* What is expected *
Take from the records below each line that holds "Output".

* Exercise inputs *
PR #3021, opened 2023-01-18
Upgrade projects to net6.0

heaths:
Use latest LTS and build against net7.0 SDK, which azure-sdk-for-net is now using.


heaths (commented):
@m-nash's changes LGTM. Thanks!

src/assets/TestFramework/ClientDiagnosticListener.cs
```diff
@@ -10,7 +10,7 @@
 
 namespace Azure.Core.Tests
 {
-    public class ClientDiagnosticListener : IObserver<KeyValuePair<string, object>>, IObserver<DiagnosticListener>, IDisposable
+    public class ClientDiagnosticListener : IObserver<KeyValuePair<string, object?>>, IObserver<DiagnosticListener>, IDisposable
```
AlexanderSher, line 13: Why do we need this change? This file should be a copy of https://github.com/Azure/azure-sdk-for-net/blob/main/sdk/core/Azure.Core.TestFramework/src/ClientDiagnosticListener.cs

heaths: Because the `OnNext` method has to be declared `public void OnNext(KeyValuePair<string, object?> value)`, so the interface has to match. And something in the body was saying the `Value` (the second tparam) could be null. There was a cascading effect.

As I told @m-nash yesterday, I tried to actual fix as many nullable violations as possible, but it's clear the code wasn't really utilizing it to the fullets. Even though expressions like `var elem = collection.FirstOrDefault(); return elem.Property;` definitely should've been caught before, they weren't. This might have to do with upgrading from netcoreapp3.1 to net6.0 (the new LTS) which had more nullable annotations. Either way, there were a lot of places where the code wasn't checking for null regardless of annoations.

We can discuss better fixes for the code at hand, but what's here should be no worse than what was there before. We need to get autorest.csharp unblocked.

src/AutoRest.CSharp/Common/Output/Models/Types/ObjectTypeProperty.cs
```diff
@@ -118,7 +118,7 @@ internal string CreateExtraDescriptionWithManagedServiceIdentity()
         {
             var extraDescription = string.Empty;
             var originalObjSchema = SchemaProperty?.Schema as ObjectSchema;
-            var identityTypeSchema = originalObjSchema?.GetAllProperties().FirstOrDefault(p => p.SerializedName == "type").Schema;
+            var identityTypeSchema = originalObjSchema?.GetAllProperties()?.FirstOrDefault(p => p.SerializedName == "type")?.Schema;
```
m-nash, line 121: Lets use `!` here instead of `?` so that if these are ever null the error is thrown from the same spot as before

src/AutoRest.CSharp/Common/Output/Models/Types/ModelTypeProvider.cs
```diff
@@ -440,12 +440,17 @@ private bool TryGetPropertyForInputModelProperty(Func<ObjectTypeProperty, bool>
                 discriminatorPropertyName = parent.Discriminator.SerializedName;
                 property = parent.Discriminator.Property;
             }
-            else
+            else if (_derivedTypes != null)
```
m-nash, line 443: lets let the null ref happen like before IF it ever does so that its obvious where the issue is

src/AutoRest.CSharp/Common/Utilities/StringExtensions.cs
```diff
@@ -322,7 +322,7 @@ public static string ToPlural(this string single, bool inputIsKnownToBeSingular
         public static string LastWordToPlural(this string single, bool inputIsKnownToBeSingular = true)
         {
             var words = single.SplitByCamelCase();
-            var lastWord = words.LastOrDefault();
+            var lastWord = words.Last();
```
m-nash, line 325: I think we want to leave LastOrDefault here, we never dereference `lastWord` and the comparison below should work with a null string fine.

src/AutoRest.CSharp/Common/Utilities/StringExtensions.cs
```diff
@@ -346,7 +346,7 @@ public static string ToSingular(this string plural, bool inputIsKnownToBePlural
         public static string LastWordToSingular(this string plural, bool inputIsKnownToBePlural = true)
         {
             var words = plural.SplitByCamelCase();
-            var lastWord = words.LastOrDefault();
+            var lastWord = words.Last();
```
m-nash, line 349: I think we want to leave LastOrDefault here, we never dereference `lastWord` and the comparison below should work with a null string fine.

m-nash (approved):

* Final answer *
src/AutoRest.CSharp/Common/Output/Models/Types/ObjectTypeProperty.cs
src/AutoRest.CSharp/Common/Output/Models/Types/ModelTypeProvider.cs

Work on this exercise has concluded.